Computational understanding of catalyst-controlled borylation of fluoroarenes: directed vs. undirected pathway.

In this work, density functional theory (DFT) calculations are performed to understand the origin of the regioselective C-H borylation of aromatics catalyzed by Co(i)/iPrPNP and Ir(iii)/dtbpy (4,4-di-tert-butyl bipyridine). The calculation results indicate that for the Co(i)/iPrPNP catalytic system, the undirected pathway is 2.9 kcal mol-1 more favoured over the directed pathway leading to ortho-to-fluorine selectivity. In contrast, for the Ir(iii)/dtbpy catalytic system, the directed pathway is 1.2 kcal mol-1 more favoured over the undirected pathway bringing about ortho-to-silyl selectivity. For Co(i)/iPrPNP catalyzed borylation, the undirected pathway which involves steps of ortho-to-fluorine C-H oxidative addition, C-B reductive elimination, B-B oxidative addition, and B-H reductive elimination is favorable due to the electron deficient character of the ortho-to-fluorine C-H bond.
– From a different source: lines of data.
PR #8672, opened 2026-03-13
refactor(rust): simplify `cross_module_optimization` by removing redundant scope tracking

Dunqing:
Remove `scope_stack`, `traverse_state`, and unused `side_effects_free_function_optimization` field from `CrossModuleOptimizationRunnerContext`. The `TopLevel` guard on `visit_call_expression` was redundant because the second branch `!stmt_idx_to_dynamic_import_expr_addr.is_empty()` already ensured the check ran for modules with dynamic imports, and for the top-level case the side-effect-free function detection should run unconditionally anyway.

### DIFF
--- a/crates/rolldown/src/stages/link_stage/cross_module_optimization.rs
+++ b/crates/rolldown/src/stages/link_stage/cross_module_optimization.rs
@@ -8,23 +8,19 @@ use oxc::{
     },
   },
   ast_visit::{Visit, walk},
-  semantic::ScopeFlags,
 };
 use rolldown_common::{
   AstScopes, ConstExportMeta, EcmaViewMeta, FlatOptions, GetLocalDb, ModuleIdx,
   SharedNormalizedBundlerOptions, SideEffectDetail, StmtInfoIdx, SymbolRef, SymbolRefDb,
   SymbolRefFlags,
 };
-use rolldown_ecmascript_utils::{ExpressionExt, is_top_level};
+use rolldown_ecmascript_utils::ExpressionExt;
 use rolldown_utils::rayon::{IntoParallelRefIterator, ParallelIterator};
 use rustc_hash::{FxHashMap, FxHashSet};
 
-use crate::{
-  ast_scanner::{
-    const_eval::{ConstEvalCtx, try_extract_const_literal},
-    side_effect_detector::SideEffectDetector,
-  },
-  module_finalizers::TraverseState,
+use crate::ast_scanner::{
+  const_eval::{ConstEvalCtx, try_extract_const_literal},
+  side_effect_detector::SideEffectDetector,
 };
 
 use super::LinkStage;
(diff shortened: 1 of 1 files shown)


crates/rolldown/src/stages/link_stage/cross_module_optimization.rs
```diff
@@ -405,28 +371,24 @@ impl<'a, 'ast: 'a> Visit<'ast> for CrossModuleOptimizationRunnerContext<'a, 'ast
...
+        let ref_id = item.reference_id.get()?;
+        let symbol_id = self.immutable_ctx.eval_ctx.scope.get_reference(ref_id).symbol_id()?;
+
+        let symbol_ref = self
+          .immutable_ctx
+          .symbols
+          .canonical_ref_for((self.immutable_ctx.module_idx, symbol_id).into());
+        Some(self.immutable_ctx.global_side_effect_free_function_symbols.contains(&symbol_ref))
+      })
+      .unwrap_or(false);
```
IWANABETHATGUY, line 387: For the inner scope CallExpr heavy scenario, this will regress.

IWANABETHATGUY:
Analysis generated by C/C: 

**Old code's guard was cheap:**
- `self.traverse_state.contains(TraverseState::TopLevel)` is a single bitflag check — essentially free
- It immediately rejects all non-top-level call expressions with zero work

**Old code's scope tracking was also cheap:**
- `Vec::push`/`pop` of a `ScopeFlags` (a small integer) — sequential, cache-friendly
- Bitflag update — trivial

**New code now runs the full check on every call expression:**
- `as_identifier()` — enum match
- `reference_id.get()` — Cell read
- `scope.get_reference().symbol_id()` — indexed lookup
- `canonical_ref_for(...)` — pointer chasing through symbol ref chain
- `HashSet::contains(...)` — hash + probe

**the vast majority of call expressions live inside function bodies, not at the top level**. A typical module might have 10 top-level calls and 200+ nested ones. The old bitflag guard rejected those 200 calls with a single branch. Now all 200 go through the full lookup chain.

So the real trade-off is:

| | Old | New |
|---|---|---|
| Scope tracking | O(scopes) cheap Vec ops | 0 |
| Side-effect check | ~top-level calls only | ALL call expressions |

The 190+ extra hash lookups (with cache-unfriendly pointer chasing in `canonical_ref_for`) likely outweigh the savings from removing cheap, cache-friendly Vec push/pops.

Performance is likely a **small net negative**, not a win. The readability gain is real, but calling the scope tracking "redundant" understates the fact that it was also serving as an efficient early-exit optimization.

IWANABETHATGUY (approved):

IWANABETHATGUY:
I don't have a strong opinion on this because I haven't had time to analyze the actual distribution of `CallExpr`, which requires many real-world projects. Feel free to merge

Dunqing:
Considering this becomes much clearer, so merging it.

shulaoda (approved):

For Ir(iii)/dtbpy catalyzed borylation, the directed pathway consisting of Si-H oxidative addition, B-H reductive elimination, C-H oxidative addition, B-B oxidative addition, C-B reductive elimination, Si-H reductive elimination is favored over the undirected pathway attributed to the directing effect of the hydrosilyl group. The favourable undirected pathway (ortho-to-fluorine selectivity) for Co(i)/iPrPNP catalyzed borylation and the favourable directed pathway (ortho-to-silyl selectivity) for Ir(iii)/dtbpy catalyzed borylation could explain well the experimentally observed ortho-to-fluorine borylation of hydrosilyl substituted fluoroarenes with cobalt catalyst (J. V. Obligacion, M. J. Bezdek and P. J. Chirik, J. Am. Chem. Soc., 2017, 139, 2825-2832) and ortho-to-silyl selectivity with iridium catalyst (T. A. Boebel and J. F. Hartwig, J. Am. Chem. Soc., 2008, 130, 7534-7535).